I left the job of 7 years in large part due to sexual harassment. There was one guy that took the extra creepy step of following me to the super market, among other inappropriate things over the years, and another guy that attempted rape after a BBQ. There wasn’t anything that could be done by the company since both men did the extreme Off of company property. I still had to show up every day and face them. So I said forget it and found a temp agency that got my foot in the door at a Distribution Center, offering a different skill set to add to my Inventory background. I was able to get a better understanding of how Order Processing and Vendor relations work within a Supply Chain. It was a good opportunity, but not enough pay. I had to start looking for something else, especially since I had to move to an area with better schools…my Uncle’s district had a crappy high school, and my kid is so smart that I didn’t want him to waste away. It was time to finally be out on my own.

Fate made something happen in my life to make me apply for jobs in the area we are now. It was a long shot, and I didn’t think I would hear anything back, but I was offered a Procurement position to start last July, and I accepted. They had rave reviews about me, so I made a huge leap and got an apartment in the area within two months, just in time to enroll my son for 9th grade at an amazing high school. Everything happened so fast, and lined up so perfectly, that I know it was meant to be. I also got a second job, to make sure I would have extra money for anything that came up. But now I am back to square one a year later…I had to leave that job because of extreme under staffing and no raise. They kept asking for more, and I had nothing else I was able to give. I went back to a temp agency, and am now in Procurement for a pharmaceutical company, with zero job security. I am also back in school for a degree. But it’s online, and only when I have extra money.

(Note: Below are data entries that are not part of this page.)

PR #7633, opened 2025-07-15
feat (MCP): Add `open_url` to the `MetricsViewQuery` tool result

ericpgreen2:
In progress.

**Checklist:**
- [ ] Covered by tests
- [ ] I'm proud of this work!

### DIFF
--- a/admin/deployments.go
+++ b/admin/deployments.go
@@ -540,6 +540,7 @@ func (s *Service) NewDeploymentAnnotations(org *database.Organization, proj *dat
 		orgID:              org.ID,
 		orgName:            org.Name,
 		orgBillingPlanName: orgBillingPlanName,
+		orgCustomDomain:    org.CustomDomain,
 		projID:             proj.ID,
 		projName:           proj.Name,
 		projProdSlots:      fmt.Sprint(proj.ProdSlots),
@@ -552,6 +553,7 @@ type DeploymentAnnotations struct {
 	orgID              string
 	orgName            string
 	orgBillingPlanName string
+	orgCustomDomain    string
 	projID             string
 	projName           string
 	projProdSlots      string
@@ -560,13 +562,14 @@ type DeploymentAnnotations struct {
 }
 
 func (da *DeploymentAnnotations) ToMap() map[string]string {
-	res := make(map[string]string, len(da.projAnnotations)+7)
+	res := make(map[string]string, len(da.projAnnotations)+8)
 	for k, v := range da.projAnnotations {
 		res[k] = v
 	}
 	res["organization_id"] = da.orgID
 	res["organization_name"] = da.orgName
 	res["organization_plan"] = da.orgBillingPlanName
+	res["organization_custom_domain"] = da.orgCustomDomain
 	res["project_id"] = da.projID
 	res["project_name"] = da.projName
 	res["project_prod_slots"] = da.projProdSlots
--- a/runtime/server/mcp_server.go
+++ b/runtime/server/mcp_server.go
@@ -6,6 +6,7 @@ import (
 	"errors"
 	"fmt"
 	"net/http"
+	"net/url"
 	"time"
 
 	"github.com/mark3labs/mcp-go/mcp"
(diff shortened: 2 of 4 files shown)


web-common/src/runtime-client/gen/resolvers/metrics/schema.ts
ericpgreen2, line 1: I like this. Could you just make sure to add the script (and any necessary dependencies) to the repo?

web-common/src/features/queries/query-types.ts
```diff
@@ -1,41 +1,21 @@
...
-}
-
 /**
  * Validates and normalizes a raw query object into a proper Query type.
  * Throws an error if the query is invalid.
  */
-export function validateQuery(rawQuery: any): Query {
+export function validateQuery(
+  rawQuery: MetricsResolverQuery,
+): MetricsResolverQuery {
```
ericpgreen2: Given your work to generate the proper `MetricsResolverQuery` type from the beginning, do we even need to do any normalization (aka type conversion) in this function? I suppose I now wouldn't expect to see this function return anything– I'd only expect it to throw an error, if any.

web-common/src/features/feature-flags.ts
```diff
@@ -58,7 +58,7 @@ class FeatureFlags {
   reports = new FeatureFlag("user", true);
   darkMode = new FeatureFlag("user", false);
   chat = new FeatureFlag("user", false);
-  dashboardChat = new FeatureFlag("user", false);
+  dashboardChat = new FeatureFlag("user", true);
```
ericpgreen2: Note: this'll need to be reverted before merge

web-common/src/features/queries/open-query.ts
```diff
@@ -260,3 +230,125 @@ async function convertQueryToExploreState(
 
   return partialExploreState;
 }
+
+function mapResolverTimeRangeToDashboardControls(
```
ericpgreen2: Thinking out loud– I wonder if we should move these mappings to be colocated with our other state mappings

web-common/src/features/queries/query-types.ts
AdityaHegde: Ya I only focused on mapping part. Only updated this to not break some things. I agree we should eventually get rid of it.

web-common/src/features/queries/open-query.ts
AdityaHegde: True `features/queries` is not the correct place for any of this IMO. I have not focused on that yet.

web-common/src/features/queries/query-types.ts
AdityaHegde: Removed this all together. This mainly validates data type which already happens in backend when the resolver is called. So we can just skip it. Explore validity will happen downstream so no need for that either.

web-common/src/runtime-client/gen/resolvers/metrics/schema.ts
AdityaHegde: This is a bit tricky. I have to manually edit the generated type to not break. Lets do a follow up

web-common/src/lib/map-utils.ts
ericpgreen2, line 1: Nit: kebab case for file name

web-common/src/runtime-client/gen/resolvers/metrics/schema.ts
ericpgreen2: Hmm, so this file is 1. Generated then 2. Edited? That makes me a bit nervous (and contradicts the comment at the top of the file). At least can you add documentation for the process? 

image

AdityaHegde: Updated the comments. While it is autogenerated it is slightly edited.

ericpgreen2: Thanks. Can you include in the comment the exact command that you ran?

admin/deployments.go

I have big hopes and dreams for my son, so I’m just pushing through, same as I have been all these years. I don’t know what the future holds, but there has to be more than this struggle in life. My day trips with my son help me step away from the stress of adulting. Our weekends away enable me to recharge for the struggle that seems to always be there waiting. And my little craft projects are a way to keep my mind from all that still has to be accomplished. I can’t focus on my past though, or on the bad aspects of today’s challenges. I have to focus on the good, and be grateful for what I have accomplished…for what I have right in front of me now. And I know I am not the only one with a story like this…I know that there are those that have had it so much worse…so I’m not telling my story for sympathy. I’m telling my story for those that need to also know they aren’t alone in their mediocre life. That great success, or deep tragedy, aren’t the only descriptors of a life worth connecting to. We all have a story.